Stored data
PR #4572, opened 2023-05-16
RN-917: Fix KoBo sync error when no data is returned

rohan-bes:
### Issue RN-917:

Pretty simple issue in the end. At some point `DataBroker.pull` started returning `undefined` if no data has been found.

No exactly sure why that changed, and arguably it should always return an array, but I don't wanna deal with that now.


chris-pollard (approved):
Nice!

PR #4578, opened 2023-05-18
Waitp 1260 ts UI components1

acdunham:
### Changes:
- Convert all general (non-complex, ie. not in own folder) UI components to Typescript
- Add any additional setup for build
- Get storybook and tests working
Note: this is part 1 or 3 PRs for the same task, so there may be some overlap for these 3 PRs


.eslintrc
```diff
@@ -151,37 +181,62 @@
...
+      "files": [
+        "packages/ui-components/**"
+      ],
       "rules": {
-        "import/no-extraneous-dependencies": "off"
+        "import/no-extraneous-dependencies": "off",
+        "react/prop-types": "off",
+        "import/no-unresolved": 0, // Turn off linting error for imports
+        "import/extensions": 0, // Turn off linting error for imports
+        "react/require-default-props": "off"
```
tcaiger, line 214: I assume these are the only changes and the rest is just auto formatting, right?

packages/ui-components/src/components/ActionsMenu.tsx
```diff
@@ -64,8 +63,14 @@ const StyledMenuIcon = styled(MoreVertIcon)`
...
 
-export const ActionsMenu = ({ options }) => {
-  const [anchorEl, setAnchorEl] = React.useState(null);
+interface Option {
+  label: string;
+  action: () => void;
+  style?: CSSProperties;
+}
+
+export const ActionsMenu = ({ options }: { options: Option[] }) => {
```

* _Your objective_: Transcribe the entries above exactly.

* _Solved exercise_:
PR #4572, opened 2023-05-16
RN-917: Fix KoBo sync error when no data is returned

rohan-bes:
### Issue RN-917:

Pretty simple issue in the end. At some point `DataBroker.pull` started returning `undefined` if no data has been found.

No exactly sure why that changed, and arguably it should always return an array, but I don't wanna deal with that now.


chris-pollard (approved):
Nice!

PR #4578, opened 2023-05-18
Waitp 1260 ts UI components1

acdunham:
### Changes:
- Convert all general (non-complex, ie. not in own folder) UI components to Typescript
- Add any additional setup for build
- Get storybook and tests working
Note: this is part 1 or 3 PRs for the same task, so there may be some overlap for these 3 PRs


.eslintrc
```diff
@@ -151,37 +181,62 @@
...
+      "files": [
+        "packages/ui-components/**"
+      ],
       "rules": {
-        "import/no-extraneous-dependencies": "off"
+        "import/no-extraneous-dependencies": "off",
+        "react/prop-types": "off",
+        "import/no-unresolved": 0, // Turn off linting error for imports
+        "import/extensions": 0, // Turn off linting error for imports
+        "react/require-default-props": "off"
```
tcaiger, line 214: I assume these are the only changes and the rest is just auto formatting, right?

packages/ui-components/src/components/ActionsMenu.tsx
```diff
@@ -64,8 +63,14 @@ const StyledMenuIcon = styled(MoreVertIcon)`
...
 
-export const ActionsMenu = ({ options }) => {
-  const [anchorEl, setAnchorEl] = React.useState(null);
+interface Option {
+  label: string;
+  action: () => void;
+  style?: CSSProperties;
+}
+
+export const ActionsMenu = ({ options }: { options: Option[] }) => {
```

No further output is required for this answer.